After growing up surfing on the Pacific Coast, Feinswog said it’s certainly been an adjustment, but that the somewhat radical culture of Louisiana surfing has been a significantly more positive experience than in California. “When you surf here, it’s because someone asked to go surf with you,” he explained. “You aren’t fighting for limited space, you’ve got all the space to yourself. And you can actually share the experience with people.”

“HOLLY BEACH WAS BEAUTIFUL,” SAID FEINSWOG. “THE BARRIER JETTIES ARE A BIT FURTHER OFF THE BEACH, AND WITH A PRETTY STRONG WIND, IT’S GOT SOME REALLY NICE WAVES.”

The coast is clear

Danny Wray described himself to me as Grand Isle’s “beachiest resident.”  He spends almost every day he can out on the water, and surfing has always been just another way to do that.

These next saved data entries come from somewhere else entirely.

PR #32, opened 2016-12-06
Introduce CLI command to purge events

### LINKED ISSUE #27: Should plugin have CLI command to purge its CPT store
If data is corrupted, or the plugin is retired from a site, it would be convenient to have a command to remove its data.

ethitter:
From time to time, perhaps when retiring this plugin, it may be necessary to remove all of its data.

Fixes #27

### DIFF
--- a/includes/wp-cli/class-one-time-fixers.php
+++ b/includes/wp-cli/class-one-time-fixers.php
@@ -7,7 +7,7 @@ class One_Time_Fixers extends \WPCOM_VIP_CLI_Command {
 	/**
 	 * Remove corrupt Cron Control data resulting from initial plugin deployment
 	 *
-	 * eg.: `wp --allow-root cron-control remove-all-plugin-data`
+	 * eg.: `wp --allow-root cron-control remove-all-plugin-data --batch-size=15 --dry-run=true`
 	 *
 	 * @subcommand remove-all-plugin-data
 	 */
@@ -28,7 +28,7 @@ class One_Time_Fixers extends \WPCOM_VIP_CLI_Command {
 
 		if ( is_numeric( $count ) ) {
 			$count = (int) $count;
-			\WP_CLI::line( sprintf( __( 'Found %s entries', 'automattic-cron-control' ), number_format_i18n( $count ) ) . "\n\n" );
+			\WP_CLI::line( sprintf( __( 'Found %s total items', 'automattic-cron-control' ), number_format_i18n( $count ) ) . "\n\n" );
 		} else {
 			\WP_CLI::line( __( 'Something went wrong...aborting!', 'automattic-cron-control' ) );
 			return;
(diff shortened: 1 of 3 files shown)


includes/wp-cli/class-one-time-fixers.php
```diff
@@ -0,0 +1,106 @@
...
+		// Provide some idea of what's going on
+		\WP_CLI::line( __( 'CRON CONTROL', 'automattic-cron-control' ) . "\n" );
+
+		$count = $wpdb->get_var( $wpdb->prepare( "SELECT COUNT(ID) FROM {$wpdb->posts} WHERE post_type = %s;", 'a8c_cron_ctrl_event' ) );
+
+		if ( is_numeric( $count ) ) {
+			$count = (int) $count;
+			\WP_CLI::line( sprintf( __( 'Found %s total items', 'automattic-cron-control' ), number_format_i18n( $count ) ) . "\n\n" );
+		} else {
+			\WP_CLI::line( __( 'Something went wrong...aborting!', 'automattic-cron-control' ) );
```
nickdaugherty: This should probably be a `\WP_CLI::error()`

includes/wp-cli/class-one-time-fixers.php
```diff
@@ -0,0 +1,106 @@
...
+			if ( ! is_array( $items ) || empty( $items ) ) {
+				\WP_CLI::line( __( 'No more items found!', 'automattic-cron-control' ) );
+				break;
+			}
+
+			\WP_CLI::line( sprintf( __( 'Found %s items in this batch' ), number_format_i18n( count( $items ) ) ) );
+
+			if ( ! $dry_run ) {
+				foreach ( $items as $item ) {
+					\WP_CLI::line( "{$item->ID}, `{$item->post_title}`" );
```
nickdaugherty: For the dry run, we should also print out each item id and title, so the runner can spot-check it for accuracy before committing to a real run.

includes/wp-cli/class-one-time-fixers.php
```diff
@@ -0,0 +1,106 @@
...
+		} while( true );
+
+		// Remove the now-stale cache when actively run
+		if ( ! $dry_run ) {
+			wp_cache_delete( 'a8c_cron_ctrl_option' );
+			\WP_CLI::line( "\n" . sprintf( __( 'Cleared the %s cache', 'automattic-cron-control' ), 'Cron Control' ) );
+		}
+
+		// Fin
+		\WP_CLI::line( "\n" . __( 'All done.', 'automattic-cron-control' ) );
```
nickdaugherty: We can also use `\WP_CLI::success()` here.

includes/wp-cli/class-one-time-fixers.php
ethitter: Heh, yes, but I was being lazy and hoped you wouldn't notice. 😉

Since the query doesn't deal with pagination, the output during a dry-run doesn't change, but I'll move this back up anyway. Some output is better than nothing.

Issue #28, opened 2016-12-05
Introduce CLI command to deal with caches, CPT, etc


ethitter:
It would be helpful if the plugin registered some common commands for dealing with its caches and data store, removing the need for developers to remember how the plugin is architected simply to support its basic operations.

ethitter:
In addition to the cache-clearing function from 977f561, the plugin should provide:

- list pending items
- list completed items
- delete item
- delete all for an action

ethitter:
The first two items were addressed by #36.

ethitter:
The list command should also provide a filter to limit by action, timestamp, or schedule.

ethitter:
We also need commands to check/reset locks

ethitter:
There should also be a column that indicates if the job is an Internal Job. It may be helpful to know which jobs will run regardless of queue size.

ethitter:
If I add a `run` command, we can block the regular cron functions.

PR #51, opened 2016-12-08
Indicate if job is an Internal Event

ethitter:
While the `a8c` prefix is currently a giveaway, that may not always be the case.

See #28


ethitter:
For the record, I have no idea why I created a branch _just_ for this.

Issue #84, opened 2017-02-08
Lock: use DB?


ethitter:

WPprodigy:
Depending on how https://github.com/Automattic/Cron-Control/pull/126#issuecomment-968522331 works out, this may be the correct route.

WPprodigy:
Closing this as it's a bit stale. Tracking in https://github.com/Automattic/Cron-Control/issues/233.

Issue #52, opened 2016-12-08
Internal Events: Introduce job to periodically scan for duplicate events


ethitter:
Should the plugin periodically scan for pending events that are non-recurring and have the same action and arguments? Could these events ever _not_ be duplicates?

ethitter:
Hopefully can be closed after #89 is merged as it won't be necessary.

See also #49.

ethitter:
Closing as #89 largely eliminated this problem, and #49 can be addressed if necessary.

Issue #49, opened 2016-12-07
Events: Detect duplicate events created with timestamps within two or three seconds


ethitter:
When the plugin is activated under significant load, it's still possible for duplicate events to be created, despite what #12 and #19 do to address this. #19 has been effective for almost all cases, but there are still situations where a duplicate is created with a timestamp that is just a few seconds off, which isn't accounted for.

To avoid any further delay when rebuilding the cron array, either the job runner, or a new Internal Job, should be created to check events for "adjacent" timestamps.

ethitter:
See also #52.

ethitter:
#89 has largely proven this unnecessary. Most, if not all, duplication is now due to improper use of Core's cron functions (not calling `wp_next_scheduled()`, for example), rather than Cron Control's deficiencies. After #114 is in use for a period, we can revisit the need for this.

WPprodigy:
Tracking in https://github.com/Automattic/Cron-Control/issues/234

Issue #37, opened 2016-12-06
Events Store: Split cache into smaller chunks when there are many events


ethitter:
If the re-rendered `cron` option is too large to store in a single cache key, split it.

PR #89, opened 2017-02-17
Convert to custom table

### LINKED ISSUE #24: CPT: Post-cache cleaning is either broken or insufficient
The output of `wp post list --post_type=a8c_cron_ctrl_event --post_status=inherit --order=asc` is unreliable as compared to that of `wp cron event list`, due to Core's caching. This doesn't impact the plugin, as it handles caching itself (#12), but the plugin does make efforts to fix cache inconsistencies, which are clearly failing. The plugin should probably adopt its own version of `clean_post_cache()`.

### LINKED ISSUE #39: CPT: Class's `convert_option()` method should have a sane upper limit
Right now, `convert_option()` will run indefinitely if asked to. Like the `get_option()` method, which has a cap, so should `convert_option()`.

### LINKED ISSUE #63: Internal Events: Should use helper functions to update CPT entries
The plugin's Internal Events currently use Core's cron functions, but should instead interact with the CPT directly, to improve performance and reduce race conditions.

### LINKED ISSUE #64: Events: Introduce functions to get an event ID from various data
There are now several places where the plugin needs to determine a post ID from some amount of event data. The plugin should have a standard set of functions to do so before it ends up with similar, redundant implementations.

### LINKED ISSUE #85: CPT: Replace with custom table that includes unique key(s)
The combination of timestamp, action, and arguments can be used to prevent duplicates at the MySQL level, rather than relying on caches for locking.

### LINKED ISSUE #90: Events Store: `_set_cron_array( array() )` won't reset store
Calling `_set_cron_array( array() )` does nothing. This appears to be a problem in the unscheduling logic.

Core uses this approach to reset Cron during PHPUnit tests, which revealed this problem. This may be a unique-enough situation to close this as wontfix.

### LINKED ISSUE #91: Events Store: consider using `schedule_event` filter to block duplicates
Returning `false`, using the `job_exists()` method, would short-circuit event creation.

See https://developer.wordpress.org/reference/hooks/schedule_event/.

### LINKED ISSUE #94: Events Store: cutoff in `get_option()` filter can send plugin into endless creation loop
In the callback that intercepts `get_option( 'cron' )` requests, there's a hard limit of 1,500 items, to control runaway cron. Unfortunately, this exacerbates runaway cron because subsequent calls to `wp_next_scheduled()` etc will fail to locate the event, so it's scheduled again, ensuring the site stays over the limit.

ethitter:
By introducing a custom table with columns and indices specific to the plugin's needs, issues with duplicate events, race conditions that create excessive events, and stale caches are all alleviated. Additionally, by adding a number of utility functions, the plugin's internal consistency is greatly improved.

Some of the changes herein:
* table is created, version stored in an option, mirroring Core's behaviour
* table includes a unique constraint to prevent duplicate entries from being added
* CLI to purge legacy CPT data is introduced
* various classes no longer contain methods to retrieve events thanks to the introduction of flexible helper functions

Outstanding concerns:
* table lacks sufficient indices; currently, they're mostly used to block duplicates, not for performance
* table is created on first load, which could lead to a race condition of table creation; I'm not sure it's safe to restrict to `is_admin()`, though, as WP will keep trying to create entries

Fixes #24 
Fixes #39 
Fixes #63 
Fixes #64 
See #84
Fixes #85 
Fixes #90 
Fixes #91
Fixes #94


ethitter:
Optimistically, duplicates will be less of an issue, obviating #49 and #52.

ethitter:
I'd still like to address #37, but don't think it's a blocker for this PR.

ethitter:
The other concern I have is around the performance of the `job_exists()` method in `Events_Store`. Some caching might be warranted.

joshbetz:
Noting the schema here:

```sql
CREATE TABLE `{$this->get_table_name()}` (
	`ID` bigint(20) unsigned NOT NULL AUTO_INCREMENT,

	`timestamp` bigint(20) unsigned NOT NULL,
	`action` varchar(255) NOT NULL,
	`action_hashed` varchar(32) NOT NULL,
	`instance` varchar(32) NOT NULL,

	`args` longtext NOT NULL,
	`schedule` varchar(255) DEFAULT NULL,
	`interval` int unsigned DEFAULT 0,
	`status` varchar(32) NOT NULL DEFAULT 'pending',

	`created` datetime NOT NULL,
	`last_modified` datetime NOT NULL,

	PRIMARY KEY (`ID`),
	UNIQUE KEY `ts_action_instance` (`timestamp`, `action` (191), `instance`, `status`)
) ENGINE=InnoDB;
```

joshbetz:
> table is created on first load, which could lead to a race condition of table creation; I'm not sure it's safe to restrict to is_admin(), though, as WP will keep trying to create entries

How hard would it be to maintain back-compat for the custom post type and force the migration to a custom table to happen via wp-cli?

includes/wp-cli/class-events.php
```diff
@@ -211,64 +222,93 @@ private function format_events( $events ) {
...
+
+		if ( $first_timestamp < $second_timestamp ) {
+			return -1;
+		}
+
+		if ( $first_timestamp > $second_timestamp ) {
+			return 1;
+		}
+
+		// If timestamps are equal, consider action
```
joshbetz: `return strnatcasecmp($first['action'], $second['action'])`?

http://php.net/manual/en/function.strnatcasecmp.php

includes/wp-cli/class-events.php
```diff
@@ -211,64 +222,93 @@ private function format_events( $events ) {
...
+			return 0;
+		}
+
+		if ( $first_timestamp < $second_timestamp ) {
+			return -1;
+		}
+
+		if ( $first_timestamp > $second_timestamp ) {
+			return 1;
+		}
```
joshbetz: Could simplify these two conditionals to

```
if ( $first_timestamp !== $second_timestamp ) {
   return $first_timestamp - $second_timetamp;
}
```

includes/class-events-store.php
```diff
@@ -0,0 +1,592 @@
...
+	 * @param int $job_id        ID of job's record
+	 * @param bool $flush_cache  Whether or not to flush internal caches after creating/updating the event
+	 * @return bool
+	 */
+	public function mark_job_record_completed( $job_id, $flush_cache = true ) {
+		global $wpdb;
+
+		$updates = array(
+			'status'   => self::STATUS_COMPLETED,
+			'instance' => wp_rand( 1000000, 999999999 ), // Breaks unique constraint, and can be recreated from entry's remaining data
```
joshbetz: Why do we need to break the unique constraint here?

ethitter: With non-recurring events scheduled for specific times, like the ones that publish scheduled posts, if the event is cleared and rescheduled, the rescheduled event can't be marked as completed until the plugin's cleanup job runs. As a result, the rescheduled event would be fired repeatedly, for up to an hour. Since instance is a hash of other data we have, overwriting it breaks the unique without destroying data.

Events aren't deleted directly for performance reasons. That's true in the CPT version, which carried over with this PR. Completed events will be cleared less-frequently after this PR--every hour instead of every ten minutes--to take advantage of indices and reduce disruptions to InnoDB's clustering.

Looking at this now, I'm not sure that `wp_rand()` is really necessary; `mt_rand()` is probably sufficient.

includes/class-events-store.php
```diff
@@ -0,0 +1,592 @@
...
+
+		if ( isset( $args['page'] ) ) {
+			$page  = max( 0, $args['page'] - 1 );
+			$offset = $page * $args['quantity'];
+		} else {
+			$offset = 0;
+		}
+
+		// Do not sort, otherwise index isn't used
+		$jobs = $wpdb->get_results( $wpdb->prepare( "SELECT * FROM {$this->get_table_name()} WHERE status = %s LIMIT %d,%d;", $args['status'], $offset, $args['quantity'] ), 'OBJECT' );
```
ethitter: Ah, bad documentation. It doesn't use an index (right now), but adding a sort changes it from a simple where query to one needing a filesort.

ethitter:
> How hard would it be to maintain back-compat for the custom post type and force the migration to a custom table to happen via wp-cli?

It wouldn't be simple. We'd need an abstraction layer to switch various lookups from one source to the other, which would be complicated by the different data format that the custom table affords.

To help with the initial table creation, the function now locks itself using `wp_cache_add()`, so the issue is less of a concern to me than when I opened the PR (2f019c6).

includes/class-events-store.php
```diff
@@ -0,0 +1,592 @@
...
+
+		return $job;
+	}
+
+	/**
+	 * Check if a job post exists
+	 *
+	 * Uses a direct query to avoid stale caches that result in duplicate events
+	 */
+	public function job_exists( $timestamp, $action, $instance, $return_id = false ) {
```
ethitter: This is one of several vestigial patterns in this plugin, which I'm not thrilled about. I'll look at fixing this.

includes/class-events-store.php
ethitter: Forgot to note that there is an index on status, care of the unique. Adding an index on status alone doesn't help, unless this query is split into one that retrieves IDs, and another that retrieves those rows using `IN`. Since it's a simple where, I'm not sure splitting is worth it.

ethitter:
> I agree we need one or two indexes -- probably `status` and maybe `action` or `action_hashed`.

I was mistaken. 😞 

`status` and `action` are part of the unique index already in place. I added a standalone index for each of the three columns, but it proved unnecessary. Explaining each of the queries the plugin uses showed that the `ts_action_instance` index was used instead of a column-specific one, even when `action_hashed` was in the query.

includes/wp-cli/class-events.php
ethitter: :man_facepalming:

ethitter:
With the exception of the weird pattern that is `job_exists()` returning an ID on demand, I've addressed all of Josh's feedback. 

More feedback welcome!!!

And yes, I'm looking at making `job_exists()` less...strange. We're living with some poor decisions I made early on in this plugin's development.

includes/class-events-store.php
ethitter: Thanks for calling this out! It turns out that `job_exists()` isn't really needed at all, just the ID-returning version of it. :man_facepalming:

includes/class-events-store.php
```diff
@@ -0,0 +1,592 @@
...
+		$cron_array = array(
+			'version' => 2, // Core versions the cron array; without this, events will continually requeue
+		);
+
+		// Get events to re-render as the cron option
+		$page     = 1;
+		$quantity = 100;
+
+		do {
+			$jobs_posts = $this->get_jobs( array(
```
mjangda: Minor: rename to `$jobs` since they're not posts anymore :)

includes/class-events-store.php
```diff
@@ -0,0 +1,592 @@
...
+
+		return $old_value;
+	}
+
+	/**
+	 * When an entry exists, don't try to create it again
+	 */
+	public function block_creation_if_job_exists( $job ) {
+		$instance = md5( maybe_serialize( $job->args ) );
+		if ( $this->job_exists( $job->timestamp, $job->hook, $instance ) ) {
```
mjangda: Minor: move out function call from `if`.

mjangda: Alternatively, following Josh's suggestion, if the method returns a `bool`, we could just do `return $this->job_exists( ... )`

includes/class-events-store.php
```diff
@@ -0,0 +1,592 @@
...
+			$offset = 0;
+		}
+
+		// Do not sort, otherwise index isn't used
+		$jobs = $wpdb->get_results( $wpdb->prepare( "SELECT * FROM {$this->get_table_name()} WHERE status = %s LIMIT %d,%d;", $args['status'], $offset, $args['quantity'] ), 'OBJECT' );
+
+		if ( is_array( $jobs ) ) {
+			$jobs = array_map( array( $this, 'format_job' ), $jobs );
+		} else {
+			$jobs = false;
```
mjangda: Can we just return an empty array?

includes/class-events-store.php
```diff
@@ -0,0 +1,592 @@
...
+		if ( ! isset( $attrs['status'] ) || ! in_array( $attrs['status'], $allowed_status, true ) ) {
+			$attrs['status'] = self::STATUS_PENDING;
+		}
+
+		// Validate attributes provided to query for a post
+		$query              = null;
+		$query_replacements = array();
+
+		if ( isset( $attrs['ID'] ) ) {
+			$query                = "SELECT * FROM {$this->get_table_name()} WHERE ID = %d";
```
mjangda: This should probably be its own function (`get_job_by_id`)?

includes/class-events-store.php
```diff
@@ -0,0 +1,592 @@
...
+
+		// Final query preparations
+		if ( 'any' !== $attrs['status'] ) {
+			$query                .= ' AND status = %s';
+			$query_replacements[]  = $attrs['status'];
+		}
+
+		$query .= ' LIMIT 1';
+
+		$query = $wpdb->prepare( $query, $query_replacements );
```
mjangda: The `query_replacements` approach seems a bit fragile. I think we should `prepare` in context (i.e. whenever we build each SQL statement).

If anything, `$query` should be an array of prepared SQL statements which is `implode`-ed with a space.

includes/class-events-store.php
```diff
@@ -0,0 +1,592 @@
...
+
+	/**
+	 * Compare two arrays and return collapsed representation of their differences
+	 *
+	 * @param array $new New cron array
+	 * @param array $old Old cron array
+	 *
+	 * @return array
+	 */
+	private function find_cron_array_differences( $new, $old ) {
```
mjangda: Minor: technically new and old are not accurate names since we swap the order to find deletes.

includes/class-events-store.php
```diff
@@ -0,0 +1,592 @@
...
+	}
+
+	/**
+	 * Remove entries for non-recurring events that have been run
+	 */
+	public function purge_completed_events( $count_first = true ) {
+		global $wpdb;
+
+		// Skip count if already performed
+		if ( $count_first ) {
```
mjangda: What do we need the `count_first` for?

includes/class-internal-events.php
```diff
@@ -113,17 +113,30 @@ public function is_internal_event( $action ) {
 	public function force_publish_missed_schedules() {
 		global $wpdb;
 
-		$missed_posts = $wpdb->get_col( $wpdb->prepare( "SELECT ID FROM {$wpdb->posts} WHERE post_status = 'future' AND post_date <= %s LIMIT 25;", current_time( 'mysql', false ) ) );
+		$page     = 1;
+		$quantity = 25;
+
+		do {
```
mjangda: Do we really need this loop here? The missed schedule event runs every minute so the next batch of 25 would just be published in the next ping? (Not to mention that something must be seriously wrong if we have more than 25 missed schedule posts.)

includes/class-internal-events.php
```diff
@@ -132,30 +145,47 @@ public function force_publish_missed_schedules() {
 	public function confirm_scheduled_posts() {
 		global $wpdb;
 
-		$future_posts = $wpdb->get_results( $wpdb->prepare( "SELECT ID, post_date FROM {$wpdb->posts} WHERE post_status = 'future' AND post_date > %s LIMIT 25;", current_time( 'mysql', false ) ) );
+		$page     = 1;
+		$quantity = 25;
+
+		do {
```
mjangda: Same as above; the loop is probably not necessary. If we expect lots of posts, can we just bump the limit to 100 or something similar (especially since we're not fetching a lot of data)?

includes/class-internal-events.php
```diff
@@ -132,30 +145,47 @@ public function force_publish_missed_schedules() {
...
+			$query        = $wpdb->prepare( "SELECT ID, post_date FROM {$wpdb->posts} WHERE post_status = 'future' AND post_date > %s LIMIT %d,%d", current_time( 'mysql', false ), $offset, $quantity );
+			$future_posts = $wpdb->get_results( $query );
 
-		if ( ! empty( $future_posts ) ) {
-			foreach ( $future_posts as $future_post ) {
-				$future_post->ID = absint( $future_post->ID );
-				$gmt_time        = strtotime( get_gmt_from_date( $future_post->post_date ) . ' GMT' );
-				$timestamp       = wp_next_scheduled( 'publish_future_post', array( $future_post->ID ) );
+			if ( empty( $future_posts ) ) {
+				break;
```
mjangda: This early `break` breaks the pattern used in other parts of the codebase.

includes/class-events-store.php
joshbetz: Does that index get used here? I think a composite index will only get used if you're querying a prefix of the index. i.e. we could use the unique key to search (timestamp), (timestamp, action), etc., but not status by itself.

https://dev.mysql.com/doc/refman/5.7/en/multiple-column-indexes.html

> If the table has a multiple-column index, any leftmost prefix of the index can be used by the optimizer to look up rows. For example, if you have a three-column index on (col1, col2, col3), you have indexed search capabilities on (col1), (col1, col2), and (col1, col2, col3).

includes/class-events-store.php
ethitter: When it's called from CLI, the count query is already run, so I wanted to avoid running it again or blocking the delete call. Now that I've described it, it should be `$force` instead.

includes/class-events-store.php
```diff
@@ -0,0 +1,592 @@
...
+			self::STATUS_PENDING,
+			self::STATUS_RUNNING,
+			self::STATUS_COMPLETED,
+		);
+	}
+
+	/**
+	 * Create the plugin's DB table when necessary
+	 */
+	protected function prepare_tables() {
```
ethitter: Initially I did, but until the table is created, every request tries to schedule the events a site defined. The `wp_cache_add()` is meant to guard against this. Instead, or perhaps in addition, the option should be set sooner, to cut down on how many processes can create the table.

ethitter:
I want to look at #94 as part of this. Two sites created nearly 4,000 entries apiece, likely thanks to that.

includes/class-events-store.php
```diff
@@ -0,0 +1,592 @@
...
+
+		// Use Core's method of creating/updating tables
+		if ( ! function_exists( 'dbDelta' ) ) {
+			require_once ABSPATH . '/wp-admin/includes/upgrade.php';
+		}
+
+		global $wpdb;
+
+		// Define schema and create the table
+		$schema = "CREATE TABLE `{$this->get_table_name()}` (
```
ethitter: I'd _really_ rather not. I'm familiar with the FG and related P2 discussion, and the arguments made there don't apply to this table, at least as I understand them. There's no use case for joining the plugin's table against any others--the IDs in `a8c_cron_control_jobs` don't correspond to any ID in any other table. If we found ourselves in a situation where a join was necessary, I'd rather we alter the table (and add appropriate indexes) than introduce a dependency on another table.

I'm also opposed to this change because I don't want to repeat the full column name throughout the codebase, nor do I really want to introduce a constant, helper, etc. to avoid repeating `a8c_cton_control_jobs_id`.

I understand the reasoning for tables on wpcom, or that might be joined against others, but don't feel it adds any value in this plugin.

includes/class-events-store.php
ethitter: My intent was to make this method a bit like `WP_Query` in its flexibility. The use case for looking a job up by ID is limited to the plugin's CLI commands, so I can move this bit somewhere specific to that context.

includes/class-events-store.php
ethitter: It's...different, that's for sure. Again, this comes from spending too much time staring at Core. With the ID-lookup bit going away, this approach won't really be needed anymore.

includes/class-events-store.php
```diff
@@ -0,0 +1,592 @@
...
+
+		dbDelta( $schema, true );
+
+		// Confirm that the table was created, and set the option to prevent further updates
+		$table_count = count( $wpdb->get_col( "SHOW TABLES LIKE '{$this->get_table_name()}'" ) );
+
+		if ( 1 === $table_count ) {
+			update_option( self::DB_VERSION_OPTION, self::DB_VERSION, true );
+		} else {
+			delete_option( self::DB_VERSION_OPTION );
```
ethitter: Yeah, I've been unsure of what to do here, because if the table doesn't exist, cron is completely broken as long as the plugin is active. If the table isn't created, the plugin shouldn't override `get|update_option()` calls. Setting an option or cache key to disable the filters in `class_init()` might be worthwhile, as well as setting the option to the expected version as a short-circuit to future upgrades. An action, which we can hook separately from mu-plugins, could handle alerting.

includes/class-events-store.php
```diff
@@ -0,0 +1,592 @@
...
+		global $wpdb;
+
+		return $wpdb->prefix . self::TABLE_SUFFIX;
+	}
+
+	/**
+	 * Build array of valid event statuses
+	 */
+	public function get_allowed_statuses() {
+		return array(
```
ethitter: I think so. There was a time when I thought this might be dynamic depending on how/where it was called, but that hasn't proven necessary.

includes/class-internal-events.php
ethitter: I'll bump the limit to 100, but I want to keep this loop. We have a few clients who schedule weeks worth of posts, and get close to the cap of 100. I'd rather confirm everything than risk missing something. This only runs every ten minutes, so I'm not that concerned about the load it'll introduce or the time it'll take to process.

includes/class-internal-events.php
ethitter: Yeah, I have no idea...

includes/class-events-store.php
ethitter: You're right, the composite index doesn't get used. In normal circumstances, there aren't enough rows to use an index on `status`, but I think it's worth adding for safety's sake.

ethitter:
@mjangda & @joshbetz - this is ready for another look. There's an open question around stampedes with the initial table creation, but I've addressed the remaining feedback and left a few thoughts on how to deal with the table.

tests/bootstrap.php
```diff
@@ -20,6 +20,15 @@ function _manually_load_plugin() {
...
 
 	require dirname( dirname( __FILE__ ) ) . '/cron-control.php';
+
+	// Plugin loads after `wp_install()` is called, so we compensate
+	// See the `class_init()` method in Events_Store for the logic behind this
+	\Automattic\WP\Cron_Control\Events_Store::instance()->prepare_table();
+	remove_filter( 'schedule_event', '__return_false' );
+	add_filter( 'pre_option_cron', array( \Automattic\WP\Cron_Control\Events_Store::instance(), 'get_option' ) );
+	add_filter( 'pre_update_option_cron', array( \Automattic\WP\Cron_Control\Events_Store::instance(), 'update_option' ), 10, 2 );
+	add_filter( 'schedule_event', array( \Automattic\WP\Cron_Control\Events_Store::instance(), 'block_creation_if_job_exists' ) );
```
mjangda: Minor: if we add `use \Automattic\WP\Cron_Control\Events_Store` to the top of this file, we can simplify the calls to this namespace:

```
add_filter( 'pre_update_option_cron', array( Events_Store::instance(), 'update_option' ), 10, 2 );
add_filter( 'schedule_event', array( Events_Store::instance(), 'block_creation_if_job_exists' ) );
```

ethitter: Good point. I honestly don't know why I didn't use `use` anywhere in the tests or CLI classes.

PR #99, opened 2017-04-13
Ensure `DOING_CRON` is set for all REST requests

### LINKED ISSUE #97: REST API: set `DOING_CRON` for `list` endpoint
For consistency, and to accommodate conditionally loading cron-related callbacks and functionality, all endpoints should set the constant `DOING_CRON`. Otherwise, callbacks may appear empty when they are not, which runs afoul of the empty-action-skipping feature (`Events::action_has_callback_or_should_run_anyway()`).

ethitter:
If code is loaded conditionally when `DOING_CRON` is set, not setting it for all of the plugin's REST endpoints can lead to unexpected behaviour.

For example, duplicate events can be created infinitely, in combination with the skip-empty-event functionality.

Fixes #97

### DIFF
--- a/includes/class-events.php
+++ b/includes/class-events.php
@@ -41,7 +41,7 @@ class Events extends Singleton {
 		define( 'DOING_CRON', true );
 
 		// When running events, allow for long-running ones, and non-blocking trigger requests
-		if ( 'run' === $endpoint ) {
+		if ( REST_API::ENDPOINT_RUN === $endpoint ) {
 			ignore_user_abort( true );
 			set_time_limit( JOB_TIMEOUT_IN_MINUTES * MINUTE_IN_SECONDS );
 		}
--- a/includes/class-events.php
+++ b/includes/class-events.php
@@ -32,7 +32,8 @@ class Events extends Singleton {
 	 */
 	public function prepare_environment() {
 		// Limit to plugin's endpoints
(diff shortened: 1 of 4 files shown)


includes/class-events.php
```diff
@@ -31,13 +31,19 @@ protected function class_init() {
 	 * This also runs before Core has parsed the request and set the \REST_REQUEST constant
 	 */
 	public function prepare_environment() {
-		if ( ! is_rest_endpoint_request( 'run' ) ) {
+		// Limit to plugin's endpoints
+		if ( ! is_rest_endpoint_request( 'list' ) && ! is_rest_endpoint_request( 'run' ) ) {
```
mjangda: Should we just have a `get_endpoint_type()` function instead?

ethitter: Yeah, probably a good idea. This is the first situation where we've needed to check multiple endpoints, but it probably won't be the last given the inconsistent behaviour this PR resolves.

ethitter:
Get out of my head! :)

I was thinking about this PR on my drive to the airport, and realizing how little sense the current approach makes. `get_endpoint_type()` should return the string to compare against the constant, and `is_rest_endpoint_request()` should check that function against the constant as well. It's silly that I'm trying to assign "nice" names to these endpoints, it just adds unnecessary complexity.

mjangda:
🚢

From that vantage, he’s watched the coastline shift a little each year, watched the water cut corners off of the tiny island. He believes it’s a losing battle. “You’ve got to go down fighting,” he said, “but at some point it’s imminent.”

Lee Myers shares little more optimism for the state of Cameron Parish’s coastline: “Coastal erosion is absolutely something that we contend with on a daily basis. Holly Beach probably won’t be here in twenty years.”

Louisiana’s quiet beaches may not have the most beautifully tinted water in the country, but that water—and the life beneath it—is one of our state’s most valuable resources. The accommodations might not be five stars, but the fact that they are standing is an ode to a community’s survival. These beaches may be, as McGuire describes them, “the weirdest place to surf on earth,” but to him, they’re worth surfing, while they’re still here.